## [Task goal]
Select every line containing the word "return" from the material, and copy those lines.
___ Records provided
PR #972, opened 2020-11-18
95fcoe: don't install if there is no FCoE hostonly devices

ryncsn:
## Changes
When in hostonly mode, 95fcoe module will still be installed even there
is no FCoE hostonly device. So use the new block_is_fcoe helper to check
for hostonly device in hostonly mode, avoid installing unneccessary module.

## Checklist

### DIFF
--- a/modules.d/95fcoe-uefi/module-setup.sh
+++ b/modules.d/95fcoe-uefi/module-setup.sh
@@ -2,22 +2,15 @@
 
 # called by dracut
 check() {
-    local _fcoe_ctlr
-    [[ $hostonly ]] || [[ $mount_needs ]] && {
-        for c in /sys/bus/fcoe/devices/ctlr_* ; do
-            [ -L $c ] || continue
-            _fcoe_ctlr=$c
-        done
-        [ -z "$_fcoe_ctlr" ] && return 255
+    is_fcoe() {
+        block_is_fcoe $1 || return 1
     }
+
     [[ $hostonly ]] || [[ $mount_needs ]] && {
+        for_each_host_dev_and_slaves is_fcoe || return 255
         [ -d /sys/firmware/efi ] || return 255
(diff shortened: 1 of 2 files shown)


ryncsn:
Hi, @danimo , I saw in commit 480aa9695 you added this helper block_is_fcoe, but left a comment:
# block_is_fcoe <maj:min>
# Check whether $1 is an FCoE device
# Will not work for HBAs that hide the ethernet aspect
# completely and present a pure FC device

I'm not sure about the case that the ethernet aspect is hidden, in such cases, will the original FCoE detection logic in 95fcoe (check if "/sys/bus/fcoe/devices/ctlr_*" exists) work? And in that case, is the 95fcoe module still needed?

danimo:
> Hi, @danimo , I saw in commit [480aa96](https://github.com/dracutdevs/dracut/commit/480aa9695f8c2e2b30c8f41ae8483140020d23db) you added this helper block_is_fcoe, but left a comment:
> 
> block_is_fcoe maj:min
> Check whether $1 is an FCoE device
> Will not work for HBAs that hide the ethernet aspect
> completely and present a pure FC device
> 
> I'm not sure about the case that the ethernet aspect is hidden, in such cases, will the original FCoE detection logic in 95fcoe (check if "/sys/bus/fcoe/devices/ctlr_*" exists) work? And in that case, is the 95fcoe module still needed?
______
___ Records provided
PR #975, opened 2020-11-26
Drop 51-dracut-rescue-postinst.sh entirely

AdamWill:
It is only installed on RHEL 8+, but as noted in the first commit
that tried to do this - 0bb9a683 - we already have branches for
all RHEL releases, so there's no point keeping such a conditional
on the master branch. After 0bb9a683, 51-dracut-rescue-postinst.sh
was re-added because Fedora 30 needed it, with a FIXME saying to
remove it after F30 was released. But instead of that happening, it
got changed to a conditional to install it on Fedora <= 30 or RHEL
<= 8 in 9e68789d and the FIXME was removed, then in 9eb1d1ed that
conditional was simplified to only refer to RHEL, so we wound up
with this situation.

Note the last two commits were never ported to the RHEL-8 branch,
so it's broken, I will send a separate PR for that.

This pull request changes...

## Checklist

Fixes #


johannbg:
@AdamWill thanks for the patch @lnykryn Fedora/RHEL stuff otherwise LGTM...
______
## [Solved problem]
-        [ -z "$_fcoe_ctlr" ] && return 255
+        block_is_fcoe $1 || return 1
+        for_each_host_dev_and_slaves is_fcoe || return 255
         [ -d /sys/firmware/efi ] || return 255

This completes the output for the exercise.